Alzheimer’s Disease: Potential Causes & Treatments

by Krista Russ

Alzheimer’s Dementia (AD) is a disease of multifactorial origin. It does not have one specific cause; rather, there are multiple pathways that contribute to its development and progression.

We know that Alzheimer’s Disease is multifactorial because it features a multitude of biochemical changes such as the following: 

• Inflammation and Oxidative Stress 
• Mitochondrial Dysfunction 
• DNA Damage
• Increased activation of pro-death genes and signaling pathways
• Impaired cerebral glucose utilization (1) 

There are other factors at play. For example, in cases of early-onset AD it appears that there may be a genetic mutation at play (2). AD that develops later in age, which is more commonly seen, is likely the result of gradual, complex changes that accumulate in the brain over many years, even decades (2). But AD is not considered a normal part of the aging process. AD typically starts with milder memory problems as one of the first signs of cognitive impairment. For some people, this can progress into more serious memory impairments than are considered normal from aging, called mild cognitive impairment (MCI) (2). MCI also puts one at higher risk for developing Alzheimer’s, though not all people do (2). 

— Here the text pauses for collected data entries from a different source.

PR #2107, opened 2024-04-25
GEN-2034 Migrate InsuranceDetails and TerminatedInsurances VM to molecule

panasetskaya:
- ContractDetailViewModel and TerminatedContractsViewModel become molecule.
- Moved QueryInsuranceContracts inside the module
- Add tests for both new presenters


panasetskaya:
should `cancelAndIgnoreRemainingEvents()` be added at the end of the tests here? sometimes I see it added, sometimes not

app/feature/feature-insurances/src/main/kotlin/com/hedvig/android/feature/insurances/terminatedcontracts/TerminatedContractsViewModel.kt
```diff
@@ -1,75 +1,87 @@
...
-    SharingStarted.WhileSubscribed(5.seconds),
-    TerminatedContractsUiState.Loading,
-  )
+    }
 
-  fun retry() {
-    if (uiState.value is TerminatedContractsUiState.Error) {
-      retryChannel.retry()
+    LaunchedEffect(dataLoadIteration) {
+      if (lastState !is TerminatedContractsUiState.Success) {
```
StylianosGakis, line 51: If the `lastState` was in fact success.
In the scenario where after the success, we still end up going into an error state, and then we do a retry after that, we will notice that the `lastState` which does not change was success, we will not see the state go from error to loading and then to the result of the use case. It would go from error to staying as error while we're loading, and then we'd get back the result, we wouldn't see the loading in-between.

I wrote this test
```kotlin
  @Test
  fun `with an initial success state, if there is an error, we are able to retry and get back in success state again`() = runTest {
    val getInsuranceContractsUseCase = FakeGetInsuranceContractsUseCase()
    val presenter = TerminatedContractsPresenter { getInsuranceContractsUseCase }
    presenter.test(TerminatedContractsUiState.Success(getInsuranceContractsUseCase.getTerminatedInsurances())) {
      assertThat(awaitItem()).isInstanceOf<TerminatedContractsUiState.Success>()
      getInsuranceContractsUseCase.addErrorToResponse()
      assertThat(awaitItem()).isInstanceOf<TerminatedContractsUiState.Error>()
      sendEvent(TerminatedContractsEvent.Retry)
      // assertThat(awaitItem()).isInstanceOf<TerminatedContractsUiState.Loading>()
      getInsuranceContractsUseCase.addTerminatedInsurancesToResponse()
      assertThat(awaitItem()).isInstanceOf<TerminatedContractsUiState.Success>()
    }
  }
```
And notice how it passes without there being a Loading state after the restart, despite us being in the error case and then doing restart. Specifically because of the bug I mention here. If you uncomment the line that checks for the error state the test will fail. Optimally it should pass. Perhaps you have to check on the `currentState` instead of `initialState` inside the LaunchedEffect.

app/feature/feature-insurances/src/main/kotlin/com/hedvig/android/feature/insurances/insurancedetail/ContractDetailViewModel.kt
```diff
@@ -1,54 +1,75 @@
...
-  fun retryLoadingContract() {
-    retryChannel.retry()
+    CollectEvents { event ->
+      when (event) {
+        is ContractDetailsEvent.RetryLoadingContract -> dataLoadIteration++
+      }
+    }
+
+    LaunchedEffect(dataLoadIteration) {
+      if (lastState !is ContractDetailsUiState.Success) {
```
StylianosGakis, line 48: The same bug would apply here too, see the comment in the other presenter

app/feature/feature-insurances/src/test/kotlin/com/hedvig/android/feature/insurances/insurancedetail/ContractDetailPresenterTest.kt
```diff
@@ -0,0 +1,222 @@
...
+import org.junit.Test
+
+class ContractDetailPresenterTest {
+  @get:Rule
+  val testLogcatLogger = TestLogcatLoggingRule()
+
+  @Test
+  fun `if termination flow enabled and no termination date show cancel insurance button`() = runTest {
+    val getContractForContractIdUseCase = FakeGetContractForContractIdUseCase()
+    val featureManager = FakeFeatureManager(featureMap = { mapOf(Feature.TERMINATION_FLOW to true) })
```
StylianosGakis, line 35: That's totally my bad, but can you see if you can use FakeFeatureManager2 here instead?
The first iteration did not allow for use to do stuff like wait and assert states before the feature manager has managed to return something yet and so on.
I just have never taken the time to remove the FakeFeatureManager from the tests that use it and just use "2" everywhere. And obviously remove the "2" part from them 😂

app/feature/feature-insurances/src/test/kotlin/com/hedvig/android/feature/insurances/insurancedetail/ContractDetailPresenterTest.kt
```diff
@@ -0,0 +1,222 @@
...
+import com.hedvig.android.molecule.test.test
+import kotlinx.collections.immutable.persistentListOf
+import kotlinx.coroutines.flow.Flow
+import kotlinx.coroutines.flow.receiveAsFlow
+import kotlinx.coroutines.test.runTest
+import kotlinx.datetime.LocalDate
+import org.junit.Rule
+import org.junit.Test
+
+class ContractDetailPresenterTest {
```
StylianosGakis, line 28: Super nice here as well.
I would suggest writing some tests with a different initial state too, bring in the test that would repro the bug of having success as the initial state as well and adjust accordingly.

StylianosGakis (approved):
Amazing job with all these, I really like your initiative. I think you've done a great job, I have a lot of comments because there were a lot of things I wanted to share around this :D 

There's only 1 "real" bug where I describe a test case which would fail right now, around separate initialState scenarios. I think it's good to have some tests that test different initial states too, as that is something that does happen sometimes.


About `cancelAndIgnoreRemainingEvents`. It should optimally not be used indeed in these tests.
It is used in scenarios where we want to test the presenter only up to a certain point, and from that point on we might not care for the rest of the states as those scenarios may be covered from other tests.
So in normal tests where you want to ensure that all emitted UI states are accounted for you definitely do not want to ignore the follow-up states.

app/feature/feature-insurances/src/test/kotlin/com/hedvig/android/feature/insurances/terminatedcontracts/TerminatedContractsPresenterTest.kt
```diff
@@ -0,0 +1,241 @@
...
+import kotlinx.collections.immutable.persistentListOf
+import kotlinx.collections.immutable.toPersistentList
+import kotlinx.coroutines.flow.Flow
+import kotlinx.coroutines.flow.receiveAsFlow
+import kotlinx.coroutines.test.runTest
+import kotlinx.datetime.LocalDate
+import org.junit.Rule
+import org.junit.Test
+
+class TerminatedContractsPresenterTest {
```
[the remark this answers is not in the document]
panasetskaya: Thanks! That's very helpful to know. I think one thing that I don't like here in the second approach is that there are two things on the different levels being tested at the same time, but sometimes this is needed.

app/feature/feature-insurances/src/test/kotlin/com/hedvig/android/feature/insurances/insurancedetail/ContractDetailPresenterTest.kt
```diff
@@ -0,0 +1,340 @@
...
+      featureManager = featureManager,
+      getContractForContractIdUseCase = getContractForContractIdUseCase,
+    )
+    presenter.test(
+      ContractDetailsUiState.Error,
+    ) {
+      assertThat(awaitItem()).isInstanceOf<ContractDetailsUiState.Error>()
+      getContractForContractIdUseCase.addInsuranceWithNoTerminationDateToResponseTurbine()
+      assertThat(awaitItem()).isInstanceOf<ContractDetailsUiState.Loading>()
+      assertThat(awaitItem()).isInstanceOf<ContractDetailsUiState.Success>()
```
panasetskaya, line 114: I don't understand why it shows loading state in here, if we didn't emit retry event and didn't trigger dataLoadIteration. Shouldn't we just go directly from error to success here?

app/feature/feature-insurances/src/test/kotlin/com/hedvig/android/feature/insurances/terminatedcontracts/TerminatedContractsPresenterTest.kt
```diff
@@ -0,0 +1,351 @@
...
+
+  @Test
+  fun `with an initial error state, if there comes a successful response in flow, show success state`() = runTest {
+    val getInsuranceContractsUseCase = FakeGetInsuranceContractsUseCase()
+    val presenter = TerminatedContractsPresenter { getInsuranceContractsUseCase }
+    presenter.test(TerminatedContractsUiState.Error) {
+      assertThat(awaitItem()).isInstanceOf<TerminatedContractsUiState.Error>()
+      getInsuranceContractsUseCase.addTerminatedInsurancesToResponse()
+      assertThat(awaitItem()).isInstanceOf<TerminatedContractsUiState.Loading>()
+      assertThat(awaitItem()).isInstanceOf<TerminatedContractsUiState.Success>()
```
panasetskaya, line 82: same question: why Loading state?

StylianosGakis: If you move `      assertThat(awaitItem()).isInstanceOf<TerminatedContractsUiState.Loading>()
` to the line above the `addTerminatedInsurancesToResponse` the test still passes right?

From the code it looks like when the LaunchedEffect starts, it it's not success it will automatically set the state to loading. And here we start with error, so this does happen.
The key concept here is that LaunchedEffect will in fact run by itself on the first composition, and here we are coming to a fresh presenter just with an error last state. That's still a fresh composition, which is the same behavior people will experience using the app for real.

So practically, the loading state is emitted to the UI, it's just that in the test we have not looked at it yet, it's just there waiting since every emission in our presenter is put in the turbine, which is more or less a channel with all the emissions, one by one as they come.

So this is great actually! This test caches the fact that if we come back to this screen and we have had an error state before, what we try is immediately set it to loading and we try to load the state again.

Now the question is if we want to keep this behavior or not. I'd expect if someone comes *back* into an error screen it's okay to implicitly trigger the reload for them and put them to the loading state, so this test will in fact keep this behavior here, so if we ever break this we will know by the test failing.

One thing I would absolutely recommend is to move the assertion to above the `addTerminatedInsurancesToResponse` to properly indicate that it is not the one which triggers this behavior, but it happens by itself!


Once again, amazing with how well you've picked up writing all these tests already, and that such behaviors start surfacing by adding them, I am very impressed, great job!

app/feature/feature-insurances/src/test/kotlin/com/hedvig/android/feature/insurances/insurancedetail/ContractDetailPresenterTest.kt
StylianosGakis: Same applies here as well as far as I can tell from the presenter code. Also make sure to move the is Loading check above the `addInsuranceWithNoTerminationDateToResponseTurbine` function here too 😊

StylianosGakis (approved):
Added the explanation for the loading "weirdness" you experienced, hope it's clear!

Great job! 🤩

app/feature/feature-insurances/src/test/kotlin/com/hedvig/android/feature/insurances/terminatedcontracts/TerminatedContractsPresenterTest.kt
panasetskaya: Thanks! And thanks for the explanation, I somehow missed the fact that it's not only the initial state that is Loading originally, but also the first dataIteration = 0 that triggers the same Loading state.

But it's interesting how it works with turbine and all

Researchers are working studiously to put together the puzzle of AD, starting with observing the earliest signs, including a decline in non-memory components of cognition like vision/spatial skills, difficulty with word finding, or impaired judgment and reasoning (2). They are also studying various biomarkers to pinpoint more concrete, biological signs of the disease’s progression such as detecting changes in various body fluids like blood and cerebrospinal fluid. Of course, more research is needed before we can use these techniques to diagnose AD in the medical setting, but it’s a good start (2). 

The general consensus is that a combination of environmental, lifestyle, and genetic factors “activate” dementia, similar to how cancer often has no one trigger, rather a combination of factors that allow the cancer to develop (2). Furthermore, the degree to which one risk factor increases the chance of dementia over another may vary from person to person and depend on genetic influence (2). One thing that is clear is that age-related changes in the brain must play a role in the development of AD. We know this because many age-related changes such as brain region atrophy, inflammation, free radical damage, blood vessel damage, and a breakdown of the mitochondria all occur in AD (2).  

We have already discussed how one major pathway, type three diabetes and brain-specific insulin resistance, may play a role in the development of AD. Now, we will delve into two other potential contributors, as well as research pointing to some potential treatment and new diagnostic strategies. 

The Role of Autophagy

Recently, there has been research pointing to another mechanism that likely has its hand in the development of AD – conversion of tau protein to a more harmful form resulting from impairment of another important system, autophagy.

It appears that if tau “hangs around” for too long without being broken down, some of its amino acids can convert into an incorrect isomer/ form (3). The molecules no longer “fit” correctly, like trying to fit a square peg into a round hole, and the cells cannot function properly because of this poor fit (3). 

But what causes those proteins to stick around for too long in the first place? Well, we know that the body’s process of clearing defective or worn-out proteins relies heavily on autophagy. We also know that autophagy slows after the age of 65, when AD is at greatest risk, for reasons not currently known (3). 

From this research, we can deduce that if we take measures to improve autophagy, we may very well improve the risk or prognosis of AD. In simpler words, methods to increase autophagy, whether pharmaceutical or lifestyle-based, could serve as effective treatments for AD.

Early Brain Changes- Glucose Metabolism 

Apart from reduced autophagy playing a role in the development of AD, it has also been observed that at the beginning of neurodegenerative diseases (not just dementia), the microglia (immune cells of the brain) take up glucose to a far greater extent than is usual, as is depicted in FDG-PET brain scans that show the distribution of glucose across the brain (4). 

The brain consumes more glucose than any other organ, and it follows that when regions of the brain demand higher glucose, they are using more energy to power the greater brain activity in those areas (4). So if the immune cells of the brain are requiring more and more energy (glucose) at the beginning stages of dementia, it is giving us a window into the initiation phases of the disease (4). Indeed, the microglia appear to be taking up large amounts of sugar to allow them to carry out highly-energetic immune responses which could help the brain defend itself against disease-related protein (tau) buildup. The brain recognizes this homeostatic disturbance and tries to heal itself by calling on the immune system (4). This gives scientists a great starting point when analyzing the causes of AD. We need to look more closely at the immune system’s hand in AD and more specifically, the brain’s immune cells, microglia (4).

Even more exciting, image-based data could even serve as a biomarker to capture the function of microglia and their response to various medical interventions in people diagnosed with dementia. In this non-invasive manner, we can tell if the treatments we are giving to patients are actually working by noting presence or absence of normalization of the microglia’s glucose uptake (4). Assessing the effectiveness of various treatments for AD could indeed be possible using PET technology (4).